In MCMC there is always the issue that there are no established benchmarks. C.f. for example machine learning - Performance benchmarks for MCMC - Cross Validated .
There are some related efforts in the community, e.g. GitHub - StatisticalRethinkingJulia/MCMCBenchmarks.jl: Comparing performance and results of mcmc options using Julia and internal tests in packages.

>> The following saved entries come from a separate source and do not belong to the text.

PR #536, opened 2021-05-26
nfd-master: allow sub-namespaces of the default label ns

### LINKED ISSUE #477: Allow sub-namespaces of default label namespace

We could allow `*.feature.node.kubernetes.io` sub-namespaces for feature labels, in addition to the default `feature.node.kubernetes.io`. That is, these namespaces would be automatically allowed, without any extra configuration/options. Arbitrary namespaces (like `vendor.com/`) could be enabled with `-extra-label-ns` just like before.

**Why is this needed**:

Make it easier to do vendor/user specific differentiation/partitioning.

marquiz:
Allow <sub-ns>.feature.node.kubernetes.io label namespaces. Makes it
possible to have e.g. vendor specific label ns without the need to user
-extra-label-ns.

Fixes #477

### DIFF
--- a/docs/advanced/master-commandline-reference.md
+++ b/docs/advanced/master-commandline-reference.md
@@ -175,9 +175,10 @@ nfd-master -label-whitelist='.*cpuid\.'
 
 The `-extra-label-ns` flag specifies a comma-separated list of allowed feature
 label namespaces. By default, nfd-master only allows creating labels in the
-default `feature.node.kubernetes.io` label namespace. This option can be used
-to allow vendor-specific namespaces for custom labels from the local and custom
-feature sources.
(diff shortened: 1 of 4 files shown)


ArangoGutierrez (changes requested):
PR looks good, maybe the only nit would be to add a comment on documentation about this? (let's keep documentation up to date )

marquiz:
> PR looks good, maybe the only nit would be to add a comment on documentation about this? (let's keep documentation up to date )

Hmm, very good point! Need to fix that. I'm pretty sure I've written the documentation once but clearly not committed it 🤔  😬

marquiz:
Documentation now added

ArangoGutierrez (approved):
/lgtm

I think the only way to approach is to learn from the ML community and put a bit of a competitive element to it, where it’s not enough to use your approach to beat your own half-assed efforts with an alternative method you have no stakes in –
but you have established data sets and metrics and you have to beat previous records on those by people trying to do the best with their own methods…
I also happen to get the impression that https://discourse.julialang.org loves to optimise stuff…
Now I have this downright evil banana shaped (5 dimensional banana to be precise) density, the hybrid Rosenbrock https://arxiv.org/abs/1903.09556 .
using Distributions
struct HybridRosenbrock{Tμ,Ta,Tb}
μ::Tμ
a::Ta
b::Tb
end
function Distributions.logpdf(D::HybridRosenbrock, x)
n2, n1 = size(D.b)
n = length(x)
X = reshape(@view(x[2:end]), n1, n2)
y = -D.a*(x[1] - D.μ)^2
for j in 1:n2
y -= D.b[j,1]*(X[j,1] - x[1]^2)^2
for i in 2:n1
y -= D.b[j,i]*(X[j,i] - X[j,i-1]^2)^2
end
end
C = 0.5log(D.a) + 0.5sum(log.(D.b)) - n/2*log(pi)
y + C
end
I’d like to propose that as a benchmark problem.
I think the first thing to do is NUTS
from GitHub - TuringLang/AdvancedHMC.jl: Robust, modular and efficient implementation of advanced Hamiltonian Monte Carlo algorithms, I made a simple implementation (see Evil Rosenbrock density with nuts · GitHub. )
With that and some 3 minutes of effort:
Showing the trace plot of the 5 dimensions and the samples of pairs of dimensions.
In black are the NUTS samples, as yellow points samples my python sampler which correctly manages to visit the tails of the distribution. Can I do better? I already try some things, like rescaling the marginals by their standard deviation σ0
.
Gist: Evil Rosenbrock density with nuts · GitHub
Also input on how to quantify success here would be valuable.